Den Basken, allen voran ihrer radikalsozialistischen Partei Batasuna, gehe die antifaschistische Umgestaltung Spaniens nicht tief, nicht weit genug. Sie forderten «eine nachholende Demokratisierung, eine zweite Transición», schrieb Zelik im April dieses Jahres anlässlich des 60. Jahrestages der Zerstörung der baskischen Stadt Guernica, mit der auch die erste spanische Republik und die Autonomie der Basken vernichtet wurden. Die drei Euskadi-Provinzen Bizkaia, Alava und Gipuzkoa und ihre Organisationen repräsentieren, so gesehen, schon seit mehr als siebzig Jahren im Spektrum der spanischen Politik den äussersten linken Rand. So wie Spanien am geografischen Rand des Kontinents eher unfreiwillig die Rolle zugefallen ist, das vereinte Europa gegen afrikanische «Eindringlinge» zu verteidigen, verteidigen die Basken mit ihrer Identität auch ein anderes Spanien.

Wenn man Raul Zeliks «Der bewaffnete Freund» gelesen hat, stellt sich allerdings eher der Eindruck her, als würden die Basken vor allem unter dem Liebesentzug der Spanier leiden, die ihre ältesten europäischen Verwandten partout nicht als Nachbarn leiden mögen. Zelik schildert in seinem spannenden politischen road movie die illegale Autofahrt eines hohen ETA-Funktionärs von Südfrankreich quer durch Spanien zur Meerenge von Gibraltar. Er lässt ihn den Hass der spanischen Hotelwirte und Taxifahrer spüren, sich auf den eigenen ganzseitigen Fahndungsfotos betrachten, schwer krank, aber nie humorlos werden und mit spanischen Milizionären Katz und Maus spielen. Dieser Zubieta, etwa fünfzigjährig, wird von einem jungen Deutschen gefahren, der sich zu Europastudien an der Universität von Bilbao aufhält. Wer Zeliks politische Analysen und Kommentare in den letzten Jahren verfolgt hat, wird in der Figur Zubieta unschwer das reale Vorbild Mikel Albizu erkennen.

Entfernte Verwandte

Zelik plädiert mit Klugheit, moralischer Integrität und verhaltener Trauer, doch nie unparteiisch, für die Beendigung der Gewalt und den längst fälligen Übergang des baskischen Konflikts in ein zivilgesellschaftliches, gewissermassen gesamteuropäisches Lösungskonzept, das von gemeinsamer Verantwortung getragen wäre.

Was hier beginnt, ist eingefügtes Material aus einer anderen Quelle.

PR #20, opened 2020-07-24
Fix build with nightly compiler

lperlaki:
depends on: [avr-device/27](https://github.com/Rahix/avr-device/pull/27)

### DIFF
--- a/avr-hal-generic/src/lib.rs
+++ b/avr-hal-generic/src/lib.rs
@@ -1,5 +1,5 @@
 #![no_std]
-#![feature(asm)]
+#![feature(asm, llvm_asm)]
 
 pub extern crate embedded_hal as hal;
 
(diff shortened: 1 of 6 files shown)


lperlaki:
This patch enables this libary to be build with `cargo build -Z build-std=core --target <avr-target>` on nightly-2020-07-24

avr-hal-generic/src/lib.rs
```diff
@@ -1,5 +1,5 @@
 #![no_std]
-#![feature(asm)]
+#![feature(asm, llvm_asm)]
```
Rahix, line 2: We can drop the `asm` feature for now as everything is using the old
syntax at this time.

Rahix:
Merged, thanks!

Aus dem Terroristen Zubieta wird im Schlussbild der liebevolle Familienvater. Ein romantischer Traum? Zeliks konziser Abriss der historischen Wurzeln des Konflikts, seine Figurenporträts, die Begegnungen mit dem alltäglichen Spanien sind jedenfalls von einer Mitmenschlichkeit getragen, die aus Lesern Mitfühlende, entfernte Verwandte, Europäer macht. Man kann diesen Roman nach der Lektüre nicht gleichgültig weglegen. Seine nachdenkliche, de-eskalierende Erzählweise, gemischt aus Essay, Dossier und Novelle, ist ein wohltuendes Antidot gegen die aufgeheizten Terrorismusdiskurse unserer Tage.